··· Source data
PR #2072, opened 2021-07-07
Fixes #914: virtual paths and graphs

### LINKED ISSUE #914: virtual paths and graphs
create proper, independent, virtual paths/graphs perhaps with a config option in

`apoc.graph.fromXXX`

add a procedure and function: 

- apoc.create.vPath(path)
- apoc.create.vPaths(paths)

alternatively we can also allow object as parameter and allow relationship,node, or lists of both.

vga91:
Fixes #914

Added `apoc.create.vPath(path)` and `apoc.create.vPaths(paths)`


core/src/main/java/apoc/create/Create.java
```diff
@@ -220,6 +221,31 @@ public Relationship vRelationshipFunction(@Name("from") Node from, @Name("relTyp
         return Stream.of(new VirtualPathResult(from, rel, to));
     }
 
+    @Procedure
+    @Description("apoc.create.vPath")
```
fbiville, line 225: what's the difference with `apoc.create.virtualPath`?

vga91: The `apoc.create.vPath` create a virtual Path from another real Path,
through a `PathImpl.Builder` that create everything I need.
With `apoc.create.virtualPath` we have to pass several parameters (`labels`, `relType`, `props`) to create our parameter,
so if I already have a path, I should model it to fit the `apoc.create.virtualPath`.

fbiville: what about renaming this procedure to something like `clonePathToVirtual`?

core/src/main/java/apoc/create/Create.java
```diff
@@ -220,6 +221,31 @@ public Relationship vRelationshipFunction(@Name("from") Node from, @Name("relTyp
...
+    @Procedure
+    @Description("apoc.create.vPaths")
+    public Stream<PathResult> vPaths(@Name("paths") List<Path> paths) {
+        return paths.stream().map(this::createVPath);
+    }
+
+    private PathResult createVPath(Path path) {
+        final Iterable<Relationship> relationships = path.relationships();
+        final Node first = path.startNode();
+        PathImpl.Builder builder = new PathImpl.Builder(new VirtualNode(first, Iterables.asList(first.getPropertyKeys())));
```
fbiville, line 239: I'd rather avoid using this class, even though it's currently public.
What about introducing a `VirtualPath` class that implements the stable `Path` interface, similar to what has been done with `VirtualNode` and `VirtualRelationship`?

core/src/test/java/apoc/create/CreateTest.java
```diff
@@ -228,5 +235,66 @@ public void testVirtualFromNodeFunction() throws Exception {
...
+    @Test
+    public void testVirtualPath() {
+        db.executeTransactionally("CREATE p=(a:Test {foo: 7})-[:TEST]->(b:Baa:Baz {a:'b'})<-[:TEST_2 {aa:'bb'}]-(:Bar {one:'www'}), \n" +
+                "q=(:Omega {alpha: 'beta'})<-[:TEST_3 {aa:'ccc'}]-(:Bar {one:'jjj'})");
+        testCall(db, "MATCH p=(a:Test {foo: 7})-[:TEST]->(b:Baa:Baz {a:'b'})<-[:TEST_2 {aa:'bb'}]-(:Bar {one:'www'}) WITH p \n" +
+                        "CALL apoc.create.vPath(p) YIELD path RETURN path",
+                (row) -> assertionsFirstVPath((Path) row.get("path")));
+
+        testResult(db, "MATCH p=(a:Test {foo: 7})-[:TEST]->(b:Baa:Baz {a:'b'})<-[:TEST_2 {aa:'bb'}]-(:Bar {one:'www'}), \n" +
+                        "q=(:Omega {alpha: 'beta'})<-[:TEST_3 {aa:'ccc'}]-(:Bar {one:'jjj'}) WITH collect(p)+q as paths \n" +
```
fbiville, line 248:
```suggestion
                        "q=(:Omega {alpha: 'beta'})<-[:TEST_3 {aa:'ccc'}]-(:Bar {one:'jjj'}) WITH [p, q] as paths \n" +
```
wouldn't this work instead?

fbiville (dismissed):

core/src/main/java/apoc/create/Create.java
vga91: Ok, changed with `VirtualPath` class

core/src/main/java/apoc/result/VirtualPath.java
```diff
@@ -0,0 +1,121 @@
...
+
+    public VirtualPath(Node start) {
+        Objects.requireNonNull(start);
+        this.start = start;
+    }
+
+    public void addRel(Relationship relationship) {
+        Objects.requireNonNull(relationship);
+        this.relationships.add(relationship);
+    }
```
JMHReif, line 33: optional: maybe add a check to ensure the rel is either connected to the last end node or to the path's start node? Would ensure we don't get disconnected paths.

JMHReif (approved):

PR #2075, opened 2021-07-08
Fixes #2074: apoc.import.csv failed for NULL values when using INT datatype with error [null] is not a supported property value

### LINKED ISSUE #2074: `apoc.import.csv` failed for NULL values when using `INT` datatype with error "[null] is not a supported property value"
## Guidelines

CSV should get imported by ignoring the null value or may be a config to ignore null/empty  values can be added.

apoc.import.csv  fails with below error:
`
Failed to invoke procedure `apoc.import.csv`: Caused by: java.lang.IllegalArgumentException: [null] is not a supported property value
`

The issue can be easily replicated using :

`CALL apoc.import.csv([{fileName: "file:/fail.csv", labels: ["entity"]}], [], {})`

Empty string value works fine in this case but error is thrown in case of integer property. I had a look at the documentation, the available config parameters does not contain any parameter to avoid nulls. 

The attachment pass.csv contains nulls in string and works fine.
fail.csv fails with above mentioned error as it contains null for Integer property.

fail.csv
:ID(node_space_1),:LABEL,str_attribute:STRING,int_attribute:INT
n1,thing,once upon a time,1
n2,thing,there was a boy,2
n3,thing_variant,,3

pass.csv
:ID(node_space_1),:LABEL,str_attribute:STRING,int_attribute:INT
n1,thing,once upon a time,1
n2,thing,there was a boy,2
n3,thing_variant,,3

```

CALL apoc.import.csv([{fileName: "file:/fail.csv", labels: ["entity"]}], [], {})


```

### Steps (Mandatory)

  1. Make sure compatible APOC version is installed  
  1. copy fail.csv and pass.csv in import folder 
  1.CALL apoc.import.csv([{fileName: "file:/fail.csv", labels: ["entity"]}], [], {})

## Specifications (Mandatory)

String values having nulls got imported successfully . The issue exists with Integer property values. Available config parameters doesn't contain any parameter to skip nulls from properties.

Also interested to know if the string attribute can be interpreted as having no value instead of being a literal empty string?

Currently used versions

### Versions

  - OS:MacOS
  - Neo4j: 4.3.1
  - Neo4j-Apoc: 4.2.0.2

vga91:
Fixes #2074
- Ignore null properties during the import
- Added `ignoreBlankString` config

In addition to the fix, I've added in this pr the handling of `INT[]` and `FLOAT[]` (before they failed due to `Cast Exeption`)

### DIFF
--- a/core/src/main/java/apoc/export/csv/CsvLoaderConfig.java
+++ b/core/src/main/java/apoc/export/csv/CsvLoaderConfig.java
@@ -15,6 +15,7 @@ public class CsvLoaderConfig {
     private static final String SKIP_LINES = "skipLines";
     private static final String BATCH_SIZE = "batchSize";
     private static final String IGNORE_DUPLICATE_NODES = "ignoreDuplicateNodes";
+    private static final String IGNORE_EMPTY_STRING = "ignoreEmptyString";
 
     private static char DELIMITER_DEFAULT = ',';
     private static char ARRAY_DELIMITER_DEFAULT = ';';
@@ -23,6 +24,7 @@ public class CsvLoaderConfig {
     private static int SKIP_LINES_DEFAULT = 1;
     private static int BATCH_SIZE_DEFAULT = 2000;
     private static boolean IGNORE_DUPLICATE_NODES_DEFAULT = false;
+    private static boolean IGNORE_EMPTY_STRING_DEFAULT = false;
 
     private final char delimiter;
     private final char arrayDelimiter;
@@ -31,6 +33,7 @@ public class CsvLoaderConfig {
     private final int skipLines;
     private final int batchSize;
     private final boolean ignoreDuplicateNodes;
+    private final boolean ignoreEmptyString;
 
     private CsvLoaderConfig(Builder builder) {
         this.delimiter = builder.delimiter;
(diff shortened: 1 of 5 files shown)


fbiville (approved):

core/src/main/java/apoc/export/csv/CsvLoaderConfig.java
```diff
@@ -102,7 +110,7 @@ public static CsvLoaderConfig from(Map<String, Object> config) {
         if (config.get(SKIP_LINES) != null) builder.skipLines((int) config.get(SKIP_LINES));
         if (config.get(BATCH_SIZE) != null) builder.batchSize((int) config.get(BATCH_SIZE));
         if (config.get(IGNORE_DUPLICATE_NODES) != null) builder.ignoreDuplicateNodes((boolean) config.get(IGNORE_DUPLICATE_NODES));
-
+        if (config.get(IGNORE_EMPTY_STRING) != null) builder.ignoreEmptyString((boolean) config.get(IGNORE_EMPTY_STRING));
```
fbiville, line 113: nit: s/IGNORE_EMPTY_STRING/IGNORE_BLANK_STRING/ ?

fbiville (approved):

core/src/main/java/apoc/export/csv/CsvLoaderConfig.java
vga91: Sorry, I didn't get it 😅.
You mean another config `ignoreBlankString()`?

fbiville: My bad, I meant, rename `IGNORE_EMPTY_STRING` to `IGNORE_BLANK_STRING` (but you're right about renaming `builder#ignoreEmptyString` too!)

JMHReif (approved):

PR #2097, opened 2021-07-20
Fixes #1910: apoc.meta.stats return false relationship count when having multi-labeled nodes

### LINKED ISSUE #1910: apoc.meta.stats return false relationship count when having multi-labeled nodes
If you have multi-labeled nodes in a graph, the `apoc.meta.stats` procedure return false information about relationship count.

Example dataset:

```
CREATE (:Node:Test)-[:REL]->(:Node)<-[:REL]-(:Node:Test)
```

We can then run the apoc.meta.stats procedure

```
call apoc.meta.stats YIELD relCount, relTypesCount, relTypeCount
```

The results are actually quite weird:

results_stats

I guess the global number of relCount is correct as it return a value of 2. The relTypesCount duplicates the relationship count when you are dealing with a multilabeled node. OTOH I don't really know what relTypeCount of 7 is really doing

vga91:
Fixes #1910

The problem is that `TokenRead.labelCount()` and `TokenRead.relationshipTypeCount()` returns all labels/relTypes (even those deleted).
For consistency with the other results, we should return only labels/relTypes in use.

### DIFF
--- a/core/src/test/java/apoc/meta/MetaTest.java
+++ b/core/src/test/java/apoc/meta/MetaTest.java
@@ -1092,22 +1092,41 @@ public class MetaTest {
 
     @Test
     public void testMetaStatsWithLabelAndRelTypeCountInUse() {
-        db.executeTransactionally("CREATE (:Node:Test)-[:REL {a:'b'}]->(:Node {c: 'd'})<-[:REL]-(:Node:Test)");
+        db.executeTransactionally("CREATE (:Node:Test)-[:REL {a: 'b'}]->(:Node {c: 'd'})<-[:REL]-(:Node:Test)");
         db.executeTransactionally("CREATE (:A {e: 'f'})-[:ANOTHER {g: 'h'}]->(:C)");
         
         TestUtil.testCall(db, "CALL apoc.meta.stats()", row -> {
-            assertEquals(4L, row.get("labelCount"));
-            assertEquals(2L, row.get("relTypeCount"));
+            assertEquals(map("A", 1L, "C", 1L, "Test", 2L, "Node", 3L), row.get("labels"));
             assertEquals(5L, row.get("nodeCount"));
+            assertEquals(4L, row.get("labelCount"));
+            
+            assertEquals(map("REL", 4L, "ANOTHER", 1L), row.get("relTypesCount"));
+            assertEquals(2L, row.get("relTypeCount"));
             assertEquals(3L, row.get("relCount"));
+            Map<String, Object> expectedRelTypes = map("(:A)-[:ANOTHER]->()", 1L,
+                    "()-[:REL]->(:Node)", 2L, 
+                    "(:Test)-[:REL]->()", 2L,
+                    "(:Node)-[:REL]->()", 2L, 
+                    "()-[:ANOTHER]->(:C)", 1L,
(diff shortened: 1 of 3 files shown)


core/src/test/java/apoc/meta/MetaTest.java
```diff
@@ -1089,4 +1089,45 @@ public void testMetaStatsWithTwoDots() {
...
+    public void testMetaStatsWithLabelAndRelTypeCountInUse() {
+        db.executeTransactionally("CREATE (:Node:Test)-[:REL {a: 'b'}]->(:Node {c: 'd'})<-[:REL]-(:Node:Test)");
+        db.executeTransactionally("CREATE (:A {e: 'f'})-[:ANOTHER {g: 'h'}]->(:C)");
+        
+        TestUtil.testCall(db, "CALL apoc.meta.stats()", row -> {
+            assertEquals(map("A", 1L, "C", 1L, "Test", 2L, "Node", 3L), row.get("labels"));
+            assertEquals(5L, row.get("nodeCount"));
+            assertEquals(4L, row.get("labelCount"));
+            
+            assertEquals(map("REL", 4L, "ANOTHER", 1L), row.get("relTypesCount"));
```
fbiville, line 1103:
```suggestion
            assertEquals(map("REL", 2L, "ANOTHER", 1L), row.get("relTypesCount"));
```
shouldn't it be 2?

core/src/test/java/apoc/meta/MetaTest.java
```diff
@@ -1089,4 +1089,45 @@ public void testMetaStatsWithTwoDots() {
...
+            assertEquals(expectedRelTypes, row.get("relTypes"));
+        });
+        
+        db.executeTransactionally("match p=(:A)-[:ANOTHER]->(:C) delete p");
+        TestUtil.testCall(db, "CALL apoc.meta.stats()", row -> {
+            assertEquals(map("Test", 2L, "Node", 3L), row.get("labels"));
+            assertEquals(3L, row.get("nodeCount"));
+            assertEquals(2L, row.get("labelCount"));
+            
+            assertEquals(map("REL", 4L), row.get("relTypesCount"));
```
fbiville, line 1122: same question as above

core/src/test/java/apoc/meta/MetaTest.java
vga91: The 4 is due to double label nodes `:Node:Test`.
In this case, the `apoc.meta.stats` count separately 2 relationship `(:Test)-[:REL]-(:Node)` and 2 `(:Node)-[:REL]-(:Node)`.
Instead, using a single labels, `REL` count in 2.

core/src/test/java/apoc/meta/MetaTest.java
vga91: As above

core/src/test/java/apoc/meta/MetaTest.java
······
## Problem statement:
Repeat the material above exactly, beginning with its first line and ending with the line that holds "everything I need.", and leave out everything else.

## Result:
PR #2072, opened 2021-07-07
Fixes #914: virtual paths and graphs

### LINKED ISSUE #914: virtual paths and graphs
create proper, independent, virtual paths/graphs perhaps with a config option in

`apoc.graph.fromXXX`

add a procedure and function: 

- apoc.create.vPath(path)
- apoc.create.vPaths(paths)

alternatively we can also allow object as parameter and allow relationship,node, or lists of both.

vga91:
Fixes #914

Added `apoc.create.vPath(path)` and `apoc.create.vPaths(paths)`


core/src/main/java/apoc/create/Create.java
```diff
@@ -220,6 +221,31 @@ public Relationship vRelationshipFunction(@Name("from") Node from, @Name("relTyp
         return Stream.of(new VirtualPathResult(from, rel, to));
     }
 
+    @Procedure
+    @Description("apoc.create.vPath")
```
fbiville, line 225: what's the difference with `apoc.create.virtualPath`?

vga91: The `apoc.create.vPath` create a virtual Path from another real Path,
through a `PathImpl.Builder` that create everything I need.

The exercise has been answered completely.